PR #2688, opened 2025-11-05
fix: address issue with turbopack on windows

tylerslaton:
Adding safe local storage access when it doesn't exists in certain environments

## Summary by CodeRabbit

* **Bug Fixes**
  * Improved dev console stability in environments where browser storage is unavailable or restricted; prevents crashes and preserves graceful fallback for preference and version caching.
* **Refactor**
  * Centralized and hardened storage access and updated component prop handling to ensure safer state persistence and clearer defaults.


tylerslaton:
False alarm :(

PR #2978, opened 2026-01-08
Change req.on 'close' to req.socket.on 'close'

little-thing:
Node.js triggers the `req.close` event upon completing the request body parsing, which sets `request.signal.aborted` to true, preventing the result from being returned.

## Summary by CodeRabbit

* **Bug Fixes**
  * Fixed request cancellation to trigger when the underlying socket closes, ensuring more reliable request cleanup on connection termination.

<sub>✏️ Tip: You can customize this high-level summary in your review settings.</sub>

### DIFF
--- a/src/v2.x/packages/runtime/src/endpoints/express-utils.ts
+++ b/src/v2.x/packages/runtime/src/endpoints/express-utils.ts
@@ -66,7 +66,7 @@ export function createFetchRequestFromExpress(req: ExpressRequest): Request {
   }
 
   const controller = new AbortController();
-  req.on("close", () => controller.abort());
+  req.socket.on("close", () => controller.abort());
   init.signal = controller.signal;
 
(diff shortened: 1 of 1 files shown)


jpr5:
Thanks for flagging this — the underlying issue (Node.js firing `req.close` on body-parse completion, not just on disconnect) was real.

However, this has already been addressed on `main` with a more robust approach — the `close` handler now guards with `if (req.aborted)` so it only fires on actual client disconnects:

```ts
req.on("close", () => {
    if (req.aborted) {
        abort();
    }
});
```

Additionally, the file has moved from `src/v2.x/packages/runtime/...` to `packages/v2/runtime/src/endpoints/express-utils.ts`, so this PR can't merge cleanly anymore.

Closing as already resolved. Thanks again for the contribution!

Issue #2946, opened 2026-01-02
🐛 Bug: 1.50 no longer renders AG-UI tool events correctly


ben-gineer:
### ♻️ Reproduction Steps

1. When running an AG-UI Agent using CopilotKit on 1.50, it no longer renders multiple tool call events correctly - instead only triggering the first tool call
2. An example page.tsx is attached

[page.tsx](https://github.com/user-attachments/files/24408156/page.tsx)

### ✅ Expected Behavior

I expect to see each successive tool call be rendered on the page. See example image using CopilotKit 1.10.6:

<img width="1591" height="1089" alt="Image" src="https://github.com/user-attachments/assets/160673df-ca8b-42d0-8ede-3b80c207d447" />

### ❌ Actual Behavior

Only the first tool call is shown. See example image using CopilotKit 1.50.1:

<img width="1591" height="1089" alt="Image" src="https://github.com/user-attachments/assets/db96ca52-ba63-4760-a8c3-af32131b2c9e" />

### 𝌚 CopilotKit Version

```shell
1.50.1
```

### 📄 Logs (Optional)

```shell

```

ben-gineer:
Why is this closed?

BenTaylorDev:
Triage note: the v2 tool-call render path has been substantially reworked since this was filed (e.g. `CopilotChatToolCallsView` now maps over *all* `message.toolCalls`, plus commits to dedupe rendered tool calls and harden the default renderer). We couldn't confirm the specific "only the first AG-UI tool call renders" repro from the current code. Could you retest on the latest release (1.63.x)? If it still reproduces, a minimal repro (or the AG-UI event sequence) would help a lot. Tracking #2927 alongside this as the same subsystem.

BenTaylorDev:
Correcting my earlier triage note on this one: it pointed at the wrong render path.

That note cited `CopilotChatToolCallsView` mapping over all `message.toolCalls`, which is the **v2** seam. You're on 1.50.1 with a v1 `page.tsx`, so your rendering goes through `useLazyToolRenderer`, and that seam is unchanged on `main`:

```tsx
// packages/react-core/src/hooks/use-lazy-tool-renderer.tsx
if (!message?.toolCalls?.length) return null;

const toolCall = message.toolCalls[0];
if (!toolCall) return null;
```

[...]

PR #3023, opened 2026-01-18
fix(react-core): return array of tool messages

ben-gineer:
## What does this PR do?

Attempt to apply recommended fix to enable all AG-UI tool call events to be intercepted in v1.50 (currently only first tool call message is shown). The fix was based upon the CopilotKit Support Bot's recommendation.

## Related PRs and Issues

- [Bug: 1.50 no longer renders AG-UI tool events correctly](https://github.com/CopilotKit/CopilotKit/issues/2946)

## Checklist

### DIFF
--- a/src/v1.x/packages/react-core/src/hooks/use-copilot-chat_internal.ts
+++ b/src/v1.x/packages/react-core/src/hooks/use-copilot-chat_internal.ts
@@ -509,9 +509,9 @@ export function useCopilotChatInternal({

### What is required
Please state how many lines of the entries above include the string "null", giving the number and nothing more.

### Exercise solution
2